After two days of exposure, my girlfriend received her test results back. Negative, the fever was unrelated, and she would be fine. Her exposure was further removed than mine, but I was relieved to know that at least she was okay. I learned that our local testing center doesn’t give results until the end of the day, so we waited in anticipation. Most times silently sitting, staring at the floor more at a blank screen, numbed by this awful experience. We truly didn’t know what to expect, and so all we could do was wait.

Around 5:30 that evening my phone rang, it was the testing center. They asked my name, they asked for my birthday, and they told me that my results were ready. The caller paused for what seemed like an eternity, the words taking their time to leave her mouth. Until finally, “Mr. Ellis, negative.” Those words echoed in my head and I was overwhelmed with emotion, I began to cry (well more like weep) and I hung up the phone. Then the next calls for my neighbors, also negative. We had flown so close to the sun yet remained unburnt, this was cause for celebration.

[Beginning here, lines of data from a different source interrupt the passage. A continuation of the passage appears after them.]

PR #776, opened 2018-06-08
Add tabs component

alex-ju:
## Review page
https://govuk-frontend-review-pr-776.herokuapp.com/components/tabs

## Contribution log
https://github.com/alphagov/govuk-design-system-backlog/issues/100#issuecomment-386542535

## Browser and AT testing
<details>
<summary>Chrome 67
</summary>
chrome67
</details>

<details>
<summary>Safari 11</summary>
safari11
</details>

<details>
<summary>Firefox 60 with inverted colours</summary>
ff60
</details>

<details>
<summary>IE11</summary>
ie11
</details>

<details>
<summary>IE10</summary>
ie10
</details>

<details>
<summary>IE9</summary>
ie9
</details>

<details>
<summary>IE8</summary>
ie8
</details>

<details>
<summary>NVDA with Firefox</summary>

_Tab control. 'Past day' tab, selected, 1 of 4._

</details>

<details>
<summary>JAWS with IE11</summary>

_'Past day' tab, selected, 1 of 4._

</details>

<details>
<summary>VoiceOver on Safari</summary>

_'Past day', selected, tab, 1 of 4._

</details>

## Progress
- [x] Update to follow the SCSS styleguide and uses govuk-frontend varibles and mixins
- [x] Define example in the yaml schema
- [x] Add Nunjucks macro and unit tests for the markup
- [x] Update to follow the JavaScript styleguide
- [x] Add polyfills for less-capable browser support or has a good fallback
- [x] Integrations tests for the JavaScript
- [x] Rebase and adjust based on recent govuk-frontend changes (i.e. mixin names and variables)
- [x] Update example
- [x] A new round of AT testing

[Trello card](https://trello.com/c/nMEvCgiT)

### DIFF
--- a/src/all.js
+++ b/src/all.js
@@ -5,6 +5,7 @@ import Checkboxes from './components/checkboxes/checkboxes'
 import ErrorSummary from './components/error-summary/error-summary'
 import Header from './components/header/header'
 import Radios from './components/radios/radios'
+import Tabs from './components/tabs/tabs'
 
 function initAll () {
   new Button(document).init()
@@ -31,6 +32,11 @@ function initAll () {
   nodeListForEach($radios, function ($radio) {
     new Radios($radio).init()
   })
+
+  var $tabs = document.querySelectorAll('[data-module="tabs"]')
+  nodeListForEach($tabs, function ($tabs) {
+    new Tabs($tabs).init()
+  })
 }
 
 export {
@@ -40,5 +46,6 @@ export {
   Checkboxes,
   ErrorSummary,
   Header,
-  Radios
+  Radios,
+  Tabs
 }
--- a/src/components/tabs/README.md
+++ b/src/components/tabs/README.md
@@ -1,0 +1,375 @@
+# Tabs
+
+## Introduction
+
+Component for conditionally revealing content, using tabs and tabs panels.
+
+## Guidance
+
+Find out when to use the Tabs component in your service in the [GOV.UK Design System](https://govuk-design-system-production.cloudapps.digital/components/tabs).
+
+## Quick start examples
+
+### Component default
+
+[Preview the tabs component](http://govuk-frontend-review.herokuapp.com/components/tabs/preview)
+
+#### Markup
+
+    <div class="govuk-tabs" data-module="tabs">
+      <h2 class="govuk-tabs__title">
+        Contents
+      </h2>
+
+      <ul class="govuk-tabs__list">
+
+          <li class="govuk-tabs__list-item">
+            <a class="govuk-tabs__tab" href="#past-day">
+              Past day
+            </a>
+          </li>
+
+          <li class="govuk-tabs__list-item">
+            <a class="govuk-tabs__tab" href="#past-week">
+              Past week
+            </a>
+          </li>
+
+          <li class="govuk-tabs__list-item">
+            <a class="govuk-tabs__tab" href="#past-month">
+              Past month
+            </a>
+          </li>
+
+          <li class="govuk-tabs__list-item">
+            <a class="govuk-tabs__tab" href="#past-year">
+              Past year
+            </a>
+          </li>
+
+      </ul>
+
+      <section class="govuk-tabs__panel" id="past-day">
+        <h2 class="govuk-heading-l">Past day</h2>
+    <table class="govuk-table">
+      <thead class="govuk-table__head">
+        <tr class="govuk-table__row">
+          <th class="govuk-table__header" scope="col">Case manager</th>
+          <th class="govuk-table__header" scope="col">Cases opened</th>
+          <th class="govuk-table__header" scope="col">Cases closed</th>
+        </tr>
+      </thead>
+      <tbody class="govuk-table__body">
+        <tr class="govuk-table__row">
+          <td class="govuk-table__cell">David Francis</td>
+          <td class="govuk-table__cell">3</td>
+          <td class="govuk-table__cell">0</td>
+        </tr>
+        <tr class="govuk-table__row">
+          <td class="govuk-table__cell">Paul Farmer</td>
+          <td class="govuk-table__cell">1</td>
+          <td class="govuk-table__cell">0</td>
+        </tr>
+        <tr class="govuk-table__row">
+          <td class="govuk-table__cell">Rita Patel</td>
+          <td class="govuk-table__cell">2</td>
+          <td class="govuk-table__cell">0</td>
+        </tr>
+      </tbody>
+    </table>
+
+      </section>
+
+      <section class="govuk-tabs__panel" id="past-week">
+        <h2 class="govuk-heading-l">Past week</h2>
+    <table class="govuk-table">
+      <thead class="govuk-table__head">
+        <tr class="govuk-table__row">
+          <th class="govuk-table__header" scope="col">Case manager</th>
+          <th class="govuk-table__header" scope="col">Cases opened</th>
+          <th class="govuk-table__header" scope="col">Cases closed</th>
+        </tr>
+      </thead>
+      <tbody class="govuk-table__body">
+        <tr class="govuk-table__row">
+          <td class="govuk-table__cell">David Francis</td>
+          <td class="govuk-table__cell">24</td>
+          <td class="govuk-table__cell">18</td>
+        </tr>
+        <tr class="govuk-table__row">
+          <td class="govuk-table__cell">Paul Farmer</td>
+          <td class="govuk-table__cell">16</td>
+          <td class="govuk-table__cell">20</td>
+        </tr>
+        <tr class="govuk-table__row">
+          <td class="govuk-table__cell">Rita Patel</td>
+          <td class="govuk-table__cell">24</td>
+          <td class="govuk-table__cell">27</td>
+        </tr>
+      </tbody>
+    </table>
+
+      </section>
+
+      <section class="govuk-tabs__panel" id="past-month">
+        <h2 class="govuk-heading-l">Past month</h2>
+    <table class="govuk-table">
+      <thead class="govuk-table__head">
+        <tr class="govuk-table__row">
+          <th class="govuk-table__header" scope="col">Case manager</th>
+          <th class="govuk-table__header" scope="col">Cases opened</th>
+          <th class="govuk-table__header" scope="col">Cases closed</th>
+        </tr>
+      </thead>
+      <tbody class="govuk-table__body">
+        <tr class="govuk-table__row">
+          <td class="govuk-table__cell">David Francis</td>
+          <td class="govuk-table__cell">98</td>
+          <td class="govuk-table__cell">95</td>
+        </tr>
+        <tr class="govuk-table__row">
+          <td class="govuk-table__cell">Paul Farmer</td>
+          <td class="govuk-table__cell">122</td>
+          <td class="govuk-table__cell">131</td>
+        </tr>
+        <tr class="govuk-table__row">
+          <td class="govuk-table__cell">Rita Patel</td>
+          <td class="govuk-table__cell">126</td>
+          <td class="govuk-table__cell">142</td>
+        </tr>
+      </tbody>
+    </table>
+
+      </section>
+
+      <section class="govuk-tabs__panel" id="past-year">
+        <h2 class="govuk-heading-l">Past year</h2>
+    <table class="govuk-table">
+      <thead class="govuk-table__head">
+        <tr class="govuk-table__row">
+          <th class="govuk-table__header" scope="col">Case manager</th>
+          <th class="govuk-table__header" scope="col">Cases opened</th>
+          <th class="govuk-table__header" scope="col">Cases closed</th>
+        </tr>
+      </thead>
+      <tbody class="govuk-table__body">
+        <tr class="govuk-table__row">
+          <td class="govuk-table__cell">David Francis</td>
+          <td class="govuk-table__cell">1380</td>
+          <td class="govuk-table__cell">1472</td>
+        </tr>
+        <tr class="govuk-table__row">
+          <td class="govuk-table__cell">Paul Farmer</td>
+          <td class="govuk-table__cell">1129</td>
+          <td class="govuk-table__cell">1083</td>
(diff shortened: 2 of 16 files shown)


src/components/tabs/tabs.js
```diff
@@ -0,0 +1,275 @@
...
+
+  this.keys = { left: 37, right: 39, up: 38, down: 40 }
+  this.jsHiddenClass = 'js-hidden'
+}
+
+Tabs.prototype.init = function () {
+  if (typeof window.matchMedia === 'function') {
+    this.setupResponsiveChecks()
+  } else {
+    this.setup()
```
adamsilver: Previously, this feature detect was around the whole component which meant that on small screens no tabs will be setup.

Am I right in thinking that in browsers that don't support matchMedia, they'll get tabs regardless of screen size?

nickcolley: Given that the mobile browsers that we support all have [good support for matchMedia](https://caniuse.com/#search=matchmedia) maybe this isn't too much of a worry.

With the assumption that most of the time IE9 and below are used by users on desktop machines with wide screens?

adamsilver: Yes, it's probably okay. Just to note two examples where it's not as robust:

An IE9 user who opens up two windows side by side will get tabs in a small-ish screen.

Similarly, Blackberry 7, for example, will get tabs on their small screen.

In both cases, they will experience some layout issues such as horizontal scrolling or wrapping of tabs.

joelanman:
Just to note I think the example needs changing - this example is a pattern that does not have clear labels, and is no longer used by gov.uk

The labels issue was brought up in the working group review: https://github.com/alphagov/govuk-design-system-backlog/issues/100#issuecomment-395774112

timpaul:
Hey @joelanman - how about this example from the Judicial Case Manager?:

image

(the respondent tab has a similar table in it)

joelanman:
It's ok, I'm sure in context for these users that the labels are clear, but it would be nice if we could find one where the labels are just clear to most people.

timpaul:
@joelanman - here is a fictional but I think plausible alternative:

image

Each tab has a similar table, but the numbers are different.

Incidentally (@adamsilver you might have an opinion on this) - do we think that each tab should have a section heading? I don't think the above example needs them, but they might be necessary for accessibility / non-JS...

adamsilver:
I don't think the Tab component needs to dictate whether each panel should be marked up with a heading or not.

The Tab component itself does provide an accessible label (labelled by the panel's related tab label) so that's non-sighted users sorted.

If there's a scenario whereby we want headings without JS but no (visual) headings with JS, then I'd imagine the heading would be given a class of `js-hidden` which provides that functionality?

src/components/tabs/README.md
```diff
@@ -0,0 +1,383 @@
+# Tabs
+
+## Introduction
+
+Component for conditionally revealing content, using the details HTML element.
```
igloosi: not sure this is right

src/components/tabs/index.njk
```diff
@@ -0,0 +1,168 @@
...
+      {
+        text: 'Yes'
+      },
+      {
+        text: 'Array of tab items'
+      }
+    ],
+    [
+      {
+        text: 'item.id'
```
igloosi: we changed the way we show item properties from `item.id` to `items.{}.id`

src/components/tabs/_tabs.scss
```diff
@@ -0,0 +1,120 @@
...
+    padding-bottom: govuk-spacing(2);
+
+    &[aria-current = "true"] {
+      color: govuk-colour("black");
+      text-decoration: none;
+    }
+  }
+
+  // JavaScript enabled
+  .js-enabled .govuk-tabs {
```
36degrees: To try and keep specificity to a minimum, should this just be `.js-enabled`?

src/components/tabs/tabs.js
```diff
@@ -0,0 +1,282 @@
...
+  }
+}
+
+Tabs.prototype.setupResponsiveChecks = function () {
+  this.mql = window.matchMedia('(min-width: 40.0625em)')
+  this.mql.addListener(this.checkMode.bind(this))
+  this.checkMode(this.mql)
+}
+
+Tabs.prototype.checkMode = function (mql) {
```
36degrees: `mql` is passed in but never used - within the function we use `this.mql`.

src/components/tabs/tabs.js
```diff
@@ -0,0 +1,282 @@
...
+    this.setupResponsiveChecks()
+  } else {
+    this.setup()
+  }
+}
+
+Tabs.prototype.setupResponsiveChecks = function () {
+  this.mql = window.matchMedia('(min-width: 40.0625em)')
+  this.mql.addListener(this.checkMode.bind(this))
+  this.checkMode(this.mql)
```
36degrees: Passing `this.mql` unnecessarily as `checkMode` never uses it.

src/components/tabs/tabs.js
```diff
@@ -0,0 +1,282 @@
...
+
+    // Handle events
+    $tab.boundTabClick = this.onTabClick.bind(this)
+    $tab.boundTabKeydown = this.onTabKeydown.bind(this)
+    $tab.addEventListener('click', $tab.boundTabClick, true)
+    $tab.addEventListener('keydown', $tab.boundTabKeydown, true)
+
+    // Remove old active panels
+    this.unhighlightTab($tab)
+    this.hidePanel($tab)
```
36degrees: Can we change these two calls for `hideTab` which wraps them both up together?

src/components/tabs/tabs.js
```diff
@@ -0,0 +1,282 @@
...
+  }.bind(this))
+
+  // If there's a tab that matches the hash
+  var $activeTab = this.getTab(window.location.hash)
+  if ($activeTab) {
+    this.highlightTab($activeTab)
+    this.showPanel($activeTab)
```
36degrees: Likewise I believe both `highlightTab` and `showPanel` can be replaced by `showTab`?

src/components/tabs/tabs.js
```diff
@@ -0,0 +1,282 @@
...
+  } else {
+    // or show the first
+    var firstTab = this.$tabs[0]
+    this.highlightTab(firstTab)
+    this.showPanel(firstTab)
```
36degrees: And these two can be showTab as well

src/components/tabs/tabs.js
```diff
@@ -0,0 +1,282 @@
...
+    $tab.addEventListener('keydown', $tab.boundTabKeydown, true)
+
+    // Remove old active panels
+    this.unhighlightTab($tab)
+    this.hidePanel($tab)
+  }.bind(this))
+
+  // If there's a tab that matches the hash
+  var $activeTab = this.getTab(window.location.hash)
+  if ($activeTab) {
```
36degrees: To avoid duplication I think this could be:

```js
var $activeTab = this.getTab(window.location.hash)
if (!$activeTab) {
  $activeTab = this.$tabs[0]
}
this.showTab($activeTab)
```

or even

```js
// Show either the active tab according to the URL's hash or the first tab
var $activeTab = this.getTab(window.location.hash) || this.$tabs[0]
this.showTab($activeTab)
```

src/components/tabs/tabs.js
```diff
@@ -0,0 +1,282 @@
...
+  nodeListForEach($tabListItems, function ($item) {
+    $item.setAttribute('role', 'presentation')
+  })
+
+  nodeListForEach($tabs, function ($tab) {
+    // Set HTML attributes
+    this.setAttributes($tab)
+
+    // Handle events
+    $tab.boundTabClick = this.onTabClick.bind(this)
```
36degrees: Worth a comment to explain why we need to store a reference to these.

src/components/tabs/tabs.js
```diff
@@ -0,0 +1,282 @@
...
+  // Remove hashchange event handler
+  window.removeEventListener('hashchange', $module.boundOnHashChange, true)
+}
+
+Tabs.prototype.onHashChange = function (e) {
+  var hash = window.location.hash
+  if (!this.hasTab(hash)) {
+    return
+  }
+  if (this.changingHash) {
```
36degrees: Worth an explaining comment I think

src/components/tabs/tabs.js
```diff
@@ -0,0 +1,282 @@
...
+    this.changingHash = false
+    return
+  }
+  var $hashTab = this.getTab(window.location.hash)
```
36degrees: Can use `hash` rather than `window.location.hash`.

Would also consider skipping `hasTab` and storing and using the result from `getTab` which would mirror what we do in setup (`var $activeTab = this.getTab(window.location.hash)`)

src/components/tabs/tabs.js
```diff
@@ -0,0 +1,282 @@
...
+  var $currentTab = this.getCurrentTab()
+  if ($hashTab) {
```
36degrees: This must be true if we got here? Because we can only reach this code if we didn't return as a result of `!this.hasTab`.

src/components/tabs/tabs.js
```diff
@@ -0,0 +1,282 @@
...
+    this.hideTab($currentTab)
+    this.showTab($hashTab)
+    $hashTab.focus()
+  } else {
+    var $firstTab = this.$tabs.firstElementChild
```
36degrees: I _think_ this is dead code that can be removed, but if not it'd be good to reduce the duplication.

src/components/tabs/tabs.js
```diff
@@ -0,0 +1,282 @@
...
+    this.hideTab($currentTab)
+    this.showTab($firstTab)
+    $firstTab.focus()
+  }
+}
+
+Tabs.prototype.hasTab = function (hash) {
+  return this.$module.querySelector(hash)
```
36degrees: Is there a reason this uses a different selector to `getTab`?

src/components/tabs/tabs.js
```diff
@@ -0,0 +1,282 @@
+import '../../vendor/polyfills/Function/prototype/bind'
+import '../../vendor/polyfills/Element/prototype/classList'
+import '../../vendor/polyfills/Event' // addEventListener and event.target normaliziation
+import { nodeListForEach } from '../../common'
+
+function Tabs ($module) {
+  this.$module = $module
+  this.$tabs = $module.querySelectorAll('.govuk-tabs__tab')
```
36degrees: Have we tested having multiple tab components on a single page?

alex-ju: Yes, did tested with multiple per page.

src/components/tabs/tabs.js
alex-ju: Not dead code, as when there's not hash it falls back to the first tab. Will try and reduce the logic.

src/components/tabs/tabs.js
alex-ju: Comment added.

src/components/tabs/tabs.js
alex-ju: Comment added.

alex-ju:
Updated addressing all comments.

src/components/tabs/tabs.js
```diff
@@ -0,0 +1,272 @@
...
+  var $currentTab = this.getCurrentTab()
+  this.hideTab($currentTab)
+  this.showTab($newTab)
+  this.createHistoryEntry($newTab)
+}
+
+Tabs.prototype.createHistoryEntry = function ($tab) {
+  var $panel = this.getPanel($tab)
+  var id = $panel.id
+  $panel.id = ''
```
36degrees: Why do we have to null and restore the panel's `id`? If this is behaviour we definitely need, can we add a comment to explain why?

adamsilver:
It is so the page doesn't jump when a user clicks a tab (which changes the
hash).

src/components/tabs/tabs.js
adamsilver: It is so the page doesn't jump when a user clicks a tab (which changes the
hash).

src/all.js
```diff
@@ -31,6 +32,11 @@ function initAll () {
   nodeListForEach($radios, function ($radio) {
     new Radios($radio).init()
   })
+
+  var $tabs = document.querySelectorAll('[data-module="tabs"]')
```
adamsilver: At the moment the macro template has the data attribute on the container. This means that if I use the macro, it will automatically get instantiated into tabs.

This could become problematic if I want to do something more custom. Like listen to an event fired by the instance (I know we can't do that right now).

Is GOV.UK Frontend continuing to instantiate automatically like this?

adamsilver:
Will `Tabs` constructor be a global? Or will it be assigned as `GOVUK.Tabs`?

src/all.js
alex-ju: You concern is valid, but this is consistent with how the other components are being initialised. Will make a note and look into that for all the components.

adamsilver: Yep, it might be okay, broadly speaking, for say tabs and conditional radio button reveals. But as a general approach it can be overly constraining.

Thanks @alex-ju

alex-ju:
@adamsilver: the Tabs constructor is attached to a GOVUKFrontend variable and every tab instance will be initialised separately using the `new` operator.

For example if we consider `$tabs` a queried tab element, the JavaScript initialisation will be `new GOVUKFrontend.Tabs($tabs).init()`

src/all.js
nickcolley: This use case is already accounted for: you can avoid `initAll()` and call the constructor yourself.

nickcolley: Since we did work to stop `initAll()` from executing automatically :)

alex-ju: Yes, not initialising or initialising separately a specific component is also an option.
When Adam mentioned 'something custom', I was thinking of a case when you want to initialise but hook different listeners or add custom functionality to a Tabs instance before doing that, which I think is still possible with the current model:
```
var myTabs = new Tabs($tabs)
myTabs.myCustomFunction = function () { ... }
myTabs.init()
```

We took to the highway with our windows down blasting from speakers Frank Sinatra’s “I’m gonna live until I die” and laughing for the first time in days. We drank, again, but this time it was champagne to celebrate life. Things were good, if only for a moment. My girlfriend can still not return to her home in Kirksville as of the publishing of this piece because her roommates are still Covid-19 positive. My roommates are still unemployed, bills are still due, and we still struggle to make ends meet, more so now that it’s time to buy textbooks. 150,000 people in this country, some of them people I have loved but all of them beloved to someone have still perished from this disease. Local communities are still devastated, with many business loans finding their way to cruise ships, as opposed to coffee shops.

Things are not good, I am Covid-19 negative, but things are not good. Perhaps things never truly were good, but they were different in a good way or at least I think they were. I don’t know what comes next, I am still uncomfortable with uncertainty, but now I know I can survive it, and that is good.